US and Chinese trade discussions continued last week with increasing expectations of some resolution being attained in the short term. Higher than expected US GDP numbers coupled with benign inflation movements further helped US markets last week. The week ended with the US NASDAQ 1.7% higher. Global equities finished the week 0.8% higher in euro terms.
Meanwhile, Eurozone data releases pointed to a 7.5% unemployment rate, the lowest since July 2008. Within this release, however, there exists a wide range with Germany’s prevailing unemployment rate of 3.1% comparing to Spain’s 14.2% and Greece’s 16.9%.

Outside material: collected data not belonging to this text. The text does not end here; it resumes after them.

Issue #829, opened 2015-01-17
Trading Upgrade


AtomSponge:
An upgrade for Robots and/or Drones, which comes with two tiers:
1. Allows Robots/Drones to view all offers of a Villager
2. An extended version of the first tier, which additionally allows trading with the Villager (providing that the Robot/Drone has an Inventory Upgrade installed)

_Basic idea by @ZeekDaGeek, I just thought of the different tiers_

Sbotkin:
I think your version first tier is pretty pointless. How about making it view and trade, but only second tier?

fnuecke:
I admit I also don't see a use-case for the T1 version, but the general idea is interesting.
Making it T2 sounds about right to me.

ZeekDaGeek:
Possibly for balance. If you would prefer people on your server to find a good villager, leech it and bring it to a user for trading, which would require a users involvement and interaction then disable T2 upgrade.

Also it's a pretty powerful upgrade for just 1 point on  drone.

Otherwise only ever craft the T2 upgrade and pretend the T1 doesn't exist.

fnuecke:
I think it'd be fine to have this as T2, considering it kind of balances itself a bit by the fact that to actually _find_ a villager on its own it'd need a second upgrade (like Computronics' radar).

Inari-Whitebear:
Hm, wondering how this would work.
Would it just be
e.g. trading component
- trading.listOffers() -- returns table, listing trading offers (with info on items, if the villager wants to do that trade, etc)
- trading.trade(tradeID) -- tradeID taken from the list of offers, returns false if the trade failed (e.g. the drone/robot didnt have the right items, invalid ID, villager doesn't want to trade that)

and operating on the closest villager in a small range?

fnuecke:
My idea would have been something along these lines:
- `trading.getTrades()` returns a table of userdata objects, each of which represents a trade offered by a villager in range (i.e. the list contains _all_ trades offered by _all_ villagers in range, the upgrade doesn't really need to differentiate between individual villagers IMHO).
- `trade.getInput()` returns the stack representation of what the villager wants.
- `trade.getOutput()` returns the stack representation of what the villager offers.
- `trade.trade()` tries to perform the trade, using the stack in the agent's selected inventory slot.

The methods on the userdata objects would fail once the respective villager is out of range or the trade becomes invalid.

Inari-Whitebear:
Hm, yeah, makes sense ^^ Will take a shot at it~

[...]

PR #1595, opened 2016-01-03
Trading Upgrade

Inari-Whitebear:
For #829 

The trading upgrade is for drones and robots, it has one function: getTrades(), which just returns the trades in range as Userdata.

Then calling getInput/getOutput/trade/isEnabled on those Userdata table/objects does the expected things, as described more detailed by the docstrings.

From my testing all seemed to work, unless i missed something... and if so, hopefully nothing stupidly obvious in hindsight. ^^"

Code can be cleaned up/changed/fixed of course <.< The trade function isn't very clean, but the best I got while trying to work with InventoryUtils and maybe I don't even need the extra-class.
Also I'm by no means a Scala expert :D

Icon is mostly provided by @NegiAD, i just photoshopped the OC Upgrade arrow and the MC emerald onto the thing.


src/main/scala/li/cil/oc/integration/opencomputers/DriverUpgradeTrading.scala
```diff
@@ -0,0 +1,37 @@
...
+import li.cil.oc.server.component
+
+object DriverUpgradeTrading extends Item with HostAware {
+  override def worksWith(stack: ItemStack) = isOneOf(stack,
+    api.Items.get(Constants.ItemName.TradingUpgrade))
+
+  override def createEnvironment(stack: ItemStack, host: EnvironmentHost) =
+    if (host.world.isRemote) null
+    else host match {
+      case host: EnvironmentHost with Robot => new UpgradeTrading(host)
```
fnuecke, line 22: I'd say the `with Robot` and `with Drone` here should go, since that will be handled via the blacklist (otherwise addon robots, should they be created, could not use this driver otherwise). I'll make the adjustment so you don't have to rebase again, if that's allright.

Inari-Whitebear, line 22: Sure, I think when I wrote that part I was still under the impression that createEnvironment or worksWith decide the Blacklist, somehow didn't occur to me to change it <.<

src/main/scala/li/cil/oc/server/component/Trade.scala
```diff
@@ -0,0 +1,256 @@
...
+    //Tell info to save to nbt
+    info.save(nbt)
+  }
+
+  def inventory = info.inventory
+
+  @Callback(doc="function():table, table -- returns the items the villager wants for this trade")
+  def getInput(context: Context, arguments: Arguments): Array[AnyRef] = {
+    Array(info.recipe.getItemToBuy.copy(),
+      info.recipe.hasSecondItemToBuy match {
```
fnuecke, line 46: Ah yes, Scala, where pattern matching is indeed used non-sparingly ;-)

For future reference, while there's no ternary operator in Scala, you can just do:
`if (info.recipe.hasSecondItemToBuy) info.recipe.getSecondItemToBuy.copy() else null`

Which I generally prefer where possible.

src/main/scala/li/cil/oc/server/component/Trade.scala
```diff
@@ -0,0 +1,256 @@
...
+  @Callback(doc = "function():table -- returns the item the villager offers for this trade")
+  def getOutput(context: Context, arguments: Arguments): Array[AnyRef] = {
+    Array(info.recipe.getItemToSell.copy())
+  }
+
+  @Callback(doc="function():boolean -- returns whether the villager currently wants to trade this")
+  def isEnabled(context: Context, arguments: Arguments): Array[AnyRef] = {
+    Array(info.villager.exists((villager: EntityVillager) => // Make sure villager is neither dead/gone nor the recipe
+      !info.recipe.isRecipeDisabled                          // has been disabled
+    ).asInstanceOf[AnyRef])
```
fnuecke, line 61: Also for future reference, [ResultWrapper.result](https://github.com/MightyPirates/OpenComputers/blob/master-MC1.7.10/src/main/scala/li/cil/oc/util/ResultWrapper.scala) instead of Array, to save yourself the hassle of manually boxing all the time.

src/main/scala/li/cil/oc/server/component/Trade.scala
```diff
@@ -0,0 +1,256 @@
...
+  }
+
+  val maxRange = Settings.get.tradingRange
+  def inRange = info.villager.isDefined && distance.exists((distance: Double) => distance < maxRange)
+  def distance = info.villager match {
+    case Some(villager: EntityVillager) =>
+      info.host match {
+        case Some(h: EnvironmentHost) => Some(Math.sqrt(Math.pow(villager.posX - h.xPosition, 2) + Math.pow(villager.posY - h.yPosition, 2) + Math.pow(villager.posZ - h.zPosition, 2)))
```
fnuecke, line 69: Minor nitpick (which I tend to forget myself), while in this case this is perfectly safe, I _try_ to always use `Option(x)` for creating optionals, because that's always guaranteed to be safe, even if `x` is `null` - for `Some` that'd create an optional with a `null` inside, which you generally don't want.

src/main/scala/li/cil/oc/server/component/Trade.scala
```diff
@@ -0,0 +1,256 @@
...
+        //Takes the stack in the slot, extracts up to limit and calls the function in the first argument
+        //We don't actually consume anything, we just count that we have extracted as much as we need
+        InventoryUtils.extractFromInventorySlot((stack: ItemStack) => extracting -= stack.stackSize, inventory, ForgeDirection.UNKNOWN, slot, extracting)
+    }
+    //If we had enough, the left-over amount will be 0
+    if (extracting != 0)
+      return result(false, "not enough items to trade")
+
+    //Do the same with the second item if there is one
+    if (secondItem.isDefined) {
```
Inari-Whitebear, line 117: right, I just realized this would probably be neater as a pattern-match <.<

src/main/scala/li/cil/oc/server/component/UpgradeTrading.scala
```diff
@@ -0,0 +1,47 @@
...
+  def getTrades(context: Context, args: Arguments): Array[AnyRef] = {
+
+    val boundsLow = position.bounds.offset(-maxRange, -maxRange, -maxRange)
+    val boundsHigh = position.bounds.offset(maxRange, maxRange, maxRange)
+    val bounds = boundsLow.func_111270_a(boundsHigh)
+
+    val trades = ArrayBuffer[Trade]()
+    entitiesInBounds[EntityVillager](bounds).foreach((vil: EntityVillager) => {
+      if (inRange(vil)) {
+        val merchantRecipes = vil.getRecipes(null)
```
fnuecke, line 38: Is there a particular reason you're not using `WorldAware.fakePlayer` here, or did you just not know about it?

Inari-Whitebear, line 38: Hm I had tried something with Agent, but that didn't seem like something I should use, don't think it was WorldAware.fakePlayer though. Looked around some mod-code and something from railcraft I think used null there, and it seems to work fine...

THIS WEEK IN 30 SECONDS...
The week ahead sees markets eyeing the ongoing impeachment proceeding into Donald Trump in addition to further signs of white smoke on US China trade discussions.
From an economic data perspective, US manufacturing data and German manufacturing releases are due for release today, whilst US jobs data is due for release on Friday with expectations of further improvements in employment rates.
Elsewhere, the UN Climate Change Conference, COP25, begins in Madrid. The conference will seek to align further commitment from global leaders on tackling climate change, albeit in the knowledge the US is set to step out of the previously agreed Paris accord.
DISNEY’S SHARE PRICE IS FAR FROM FROZEN
Disney share price is up 38% for 2019. This has been driven by firstly entering the entertainment streaming platform business to challenge Netflix with Disney+ and more recently releasing the highly anticipated animated movie Frozen 2. Both offerings have been received strongly by content hungry consumers with Disney hoping merchandise sales continue to drive revenue forward over the Christmas period.